■ Task requirements
Everything from the line containing "all the followers of" through the last line of the records must be returned verbatim, and nothing outside that range.
== Data in this exercise
PR #969, opened 2021-02-24
Fix new follower Twitter event sources

### LINKED ISSUE #966: [BUG] Twitter new followers event source emits duplicate events intermittently
**Describe the bug**

As per @psavkar:
> Specifically, can you review (and either update or wholesale re-write) the Twitter "new follower" sources (i.e., `new-follower-of-me` &` new-follower-of-user`)?
>
> We were running a workflow to DM users when they follow @pipedream on Twitter, but we just found that we've been sending multiple DMs to some users. based on my initial investigation, i found the source is intermittently emitting duplicate events (every few hours with no clear pattern) for at least two specific users (but there may be others as well). I wrote the first version of this source but I can't figure out what's wrong (I also don't have logs for the executions where dupe events were emitted, so I don't understand what data was returned by Twitter and what data was cached for the source).
>
> One of the challenges with this source is that Twitter doesn't provide any metadata about the follow event that we can use for deduping (i.e., there's no unique ID or timestamp for the follow event -- they only provide an ordered list of user IDs). 
Additionally, since users can unfollow at any time, our default deduping strategies aren't sufficient (i.e., we can't rely on the last or greatest user ID or the last 100 unique IDs for deduping).
>
> The use cases these sources should handle include:
> 1. Emit the most recent followers on first execution
> 2. Emit new followers on subsequent executions (note: any number of historical followers may be lost, including the most recent one)
> 3. If a user unfollows and follows again, we should emit as a new follower (as long as we're polling, there probably has to be a source execution between the unfollow/follow event)
> 4. Do not emit historical followers as new (e.g., if we cache the last 100 followers and some followers are lost, some old followers could be interpreted as being based on a simple comparison)
>
> I don't think we can use the Twitter account activity webhook because our response latency is too high, but feel free to look into that approach (at least for new-follower-of-me).

**Screenshots**
image

**Additional context**
- The source runs every minute but the duplicate events seem to be emitted at random times (i.e., not on every source execution) - @psavkar 
- While working on the `new-unfollower-of-me` I noticed the same thing, that we need to keep track of historical data explicitly, so I have a solution in mind that aligns to what you're saying - @jverce

jverce:
Fixes #966

* Refactor the **New Follower of Me** and **New Follower of User** to
  use the existing logic in their _unfollower_ counterparts (see the
  [original PR](https://github.com/PipedreamHQ/pipedream/pull/688) for
  further context. The logic relies on keeping an up-to-date list of
  all the followers of an account in order to handle deduplication and
  diff detection.
* Add retry logic around Twitter API calls to handle rate limit
  responses (as well as other retriable status codes).


components/twitter/sources/common-followers.js
```diff
@@ -60,20 +62,52 @@ module.exports = {
...
+
         result.push(id);
       }
+
+      this.setFollowersCache(result);
       return result;
     },
+    setFollowersCache(followers) {
+      const followersCacheSize = Math.max(this.getFollowersCacheSize(), 0);
+      const trimmedFollowers = followers.slice(0, followersCacheSize);
```
casret, line 83: Won't this trim all the followers in the unlimited case?

components/twitter/sources/new-follower-of-me/new-follower-of-me.js
```diff
@@ -1,68 +1,57 @@
...
-        }
-      }
+  methods: {
+    ...common.methods,
+    getFollowersCacheSize() {
+      return this.followersCacheSize;
+    },
+    async getRelevantIds() {
+      const isFirstExecution = !this.db.get("hasExecuted");
+      const mostRecentFollowers = this.db.get("followers");
```
casret, line 27: Small nit.  Can we stick an accessor for this in common_followers?  I don't like that it's a magic string.

casret (changes requested):

components/twitter/sources/common-followers.js
jverce: Ah yes, nice catch! I need to fix this.

components/twitter/sources/new-follower-of-me/new-follower-of-me.js
jverce: Makes sense, will do!

casret (approved):
Sorry, didn't realize you were waiting on me again.  Looks great.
====
■ Task result
  all the followers of an account in order to handle deduplication and
  diff detection.
* Add retry logic around Twitter API calls to handle rate limit
  responses (as well as other retriable status codes).


components/twitter/sources/common-followers.js
```diff
@@ -60,20 +62,52 @@ module.exports = {
...
+
         result.push(id);
       }
+
+      this.setFollowersCache(result);
       return result;
     },
+    setFollowersCache(followers) {
+      const followersCacheSize = Math.max(this.getFollowersCacheSize(), 0);
+      const trimmedFollowers = followers.slice(0, followersCacheSize);
```
casret, line 83: Won't this trim all the followers in the unlimited case?

components/twitter/sources/new-follower-of-me/new-follower-of-me.js
```diff
@@ -1,68 +1,57 @@
...
-        }
-      }
+  methods: {
+    ...common.methods,
+    getFollowersCacheSize() {
+      return this.followersCacheSize;
+    },
+    async getRelevantIds() {
+      const isFirstExecution = !this.db.get("hasExecuted");
+      const mostRecentFollowers = this.db.get("followers");
```
casret, line 27: Small nit.  Can we stick an accessor for this in common_followers?  I don't like that it's a magic string.

casret (changes requested):

components/twitter/sources/common-followers.js
jverce: Ah yes, nice catch! I need to fix this.

components/twitter/sources/new-follower-of-me/new-follower-of-me.js
jverce: Makes sense, will do!

casret (approved):
Sorry, didn't realize you were waiting on me again.  Looks great.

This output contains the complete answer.